Co-exposure of the organic nanomaterial fullerene C60 with benzo[a]pyrene in Danio rerio (zebrafish) hepatocytes: Evidence of toxicological interactions

Abstract

Compounds from the nanotechnology industry, such as carbon-based nanomaterials, are strong candidates to contaminate aquatic environments because their production and disposal have exponentially grown in a few years. Previous evidence shows that fullerene C60, a carbon nanomaterial, can facilitate the intake of metals or PAHs both in vivo and in vitro, potentially amplifying the deleterious effects of these toxicants in organisms. The present work aimed to investigate the effects of fullerene C60 in a Danio rerio (zebrafish) hepatocyte cell lineage exposed to benzo[a]pyrene (BaP) in terms of cell viability, oxidative stress parameters and BaP intracellular accumulation. Additionally, a computational docking was performed to investigate the interaction of the fullerene C60 molecule with the detoxificatory and antioxidant enzyme πGST. Fullerene C60 provoked a significant (p < 0.05) loss in cellular viability when co-exposed with BaP at 0.01, 0.1 and 1.0 μg/L, and induced an increase (p < 0.05) in BaP accumulation in the cells after 3 and 4 h of exposure. The levels of reactive oxygen species (ROS) in the cells exposed to BaP were diminished (p < 0.05) by the fullerene addition, and the increase of the GST activity observed in the BaP-only treated cells was reduced to the basal levels by co-exposure to fullerene.
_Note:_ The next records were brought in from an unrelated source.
PR #6503, opened 2017-10-17
Causes immediate exit on calls to Chef::Application.fatal!

RyanFrantz:
Signed-off-by: Ryan Frantz <ryanleefrantz@gmail.com>

### Description

This update forces the Chef run to exit immediately on a call to `Chef::Application.fatal!` rather than raising a `SystemExit` exception.

I need `chef-client` to exit immediately as I'm working on a start handler that looks for a node attribute and stops the Chef run if present. That handler looks a bit like this:

```ruby
require 'chef/handler'
require 'chef/application'

class Chef::Handler::IsChefDisabled < Chef::Handler
  def report
    Chef::Application.fatal!("chef-client is disabled (node['disable_chef'] is defined). Exiting converge!", 1) if node['disable_chef']
  end
end
```

I noticed that calling `Chef::Application.fatal!` doesn't cause the Chef run to terminate. In fact, it completes the converge phase. Calling `Process.exit!` stops the Chef run immediately. An immediate exit seems like appropriate behavior for `Chef::Application.fatal!`

For extra context, we run `chef-client` on a cron like so:

```
# Chef Name: chef-client
0,15,30,45 * * * * /usr/bin/chef-client --run-lock-timeout 300 --no-fork --lockfile /var/run/chef/chef-client.lock > /dev/null 2>&1
```

**NOTE**: This update does not modify the behavior for `Chef::Application.exit!`; it still calls `Process.exit` which will raise the `SystemExit` exception.

### Issues Resolved

N/A

### Check List

- [x] All tests pass

### DIFF
--- a/lib/chef/application.rb
+++ b/lib/chef/application.rb
@@ -355,7 +355,7 @@ class Chef
       # Log a fatal error message to both STDERR and the Logger, exit the application
       def fatal!(msg, err = nil)
         Chef::Log.fatal(msg)
-        Process.exit(normalize_exit_code(err))
+        Process.exit!(normalize_exit_code(err))
       end
 
       def exit!(msg, err = nil)


lamont-granquist:
That might be the way it should have been written originally, but I'm a little skeptical that we can change that behavior at this point.

We use that call several times in this file and also elsewhere in the code:

https://github.com/chef/chef/search?utf8=%E2%9C%93&q=Application.fatal%21&type=

And the problem is that I'm not sure what the implications are for all those codepaths, or if this change is appropriate for all of them.  I wouldn't be too surprised if some of the specs blow up (although I also wouldn't feel particularly confident that this patch wouldn't cause backcompat issues even if all the specs do pass).

Its most likely better if you just `Process.exit!` directly in your handler if you need to do that.  We could maybe accept some kind `#fatal_and_i_mean_it!` extension to the API (obviously with a better name), but changing the existing behavior without having bugs against the existing code is making me suspicious of backcompat.

RyanFrantz:
If not `#fatal_and_i_mean_it!`, then mayhaps `catastrophe!`?

In all seriousness, I think your recommendation of calling `Process.exit!` in the handler is best in the short term. I wanted to submit this PR because after trawling the code it felt like someone _meant_ `Process.exit!` in `fatal!`.

Thanks for the review.

coderanger:
It shouldn't exit immediately, but if it isn't aborting the run ASAP then we might be catching SystemExit somewhere that we shouldn't be. Calling `exit!` is a very big hammer and breaks all kinds of things like resources that would be released in an `ensure` block, signal handlers, etc.

lamont-granquist:
Yeah `#exit!` means leaking tempfiles in /tmp and things like that which always get reported as bugs (because destructors and ensure blocks are missed...)

Issue #3363, opened 2015-05-11
gem_package behaves like chef_gem after chef installs system ruby


duallain:
I expect that this recipe when run for the first time will install the json gem to /usr/bin/gem:

``` ruby
package 'rubygems' do
  action :install
end

gem_package 'json' do
  action :install
  gem_binary '/usr/bin/gem'
end

gem_package 'thor' do
  action :install
  gem_binary '/usr/bin/gem'
end

execute "/usr/bin/gem list |grep thor"
execute "/usr/bin/gem list |grep json"
```

thor is installed to /usr/bin/gem but json is not.  This is for chef 12.3.0 in test kitchen.

The json gem is not installed because of this message:

```
  * gem_package[json] action install[2015-05-11T22:07:19+00:00] INFO: Processing gem_package[json] action install (repo::default line 16)       
 (up to date)       
  * gem_package[thor] action install[2015-05-11T22:07:24+00:00] INFO: Processing gem_package[thor] action install (repo::default line 21)       
[2015-05-11T22:07:30+00:00] INFO: gem_package[thor] installed thor at 0.19.1
```

Testing with chef 11.16.4 the recipe runs all the way though without issue.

However, despite the potential of the fullerene molecule to inhibit π GST activity, demonstrated by the computational docking, the nanomaterial did not significantly (p > 0.05) alter the enzyme activity when added to GST purified extracts from the zebrafish hepatocyte cells. These results show that fullerene C60 can increase the intake of BaP into the cells, decreasing cell viability and impairing the detoxificatory response by phase II enzymes, such as GST, and this latter effect should be occurring at the transcriptional level.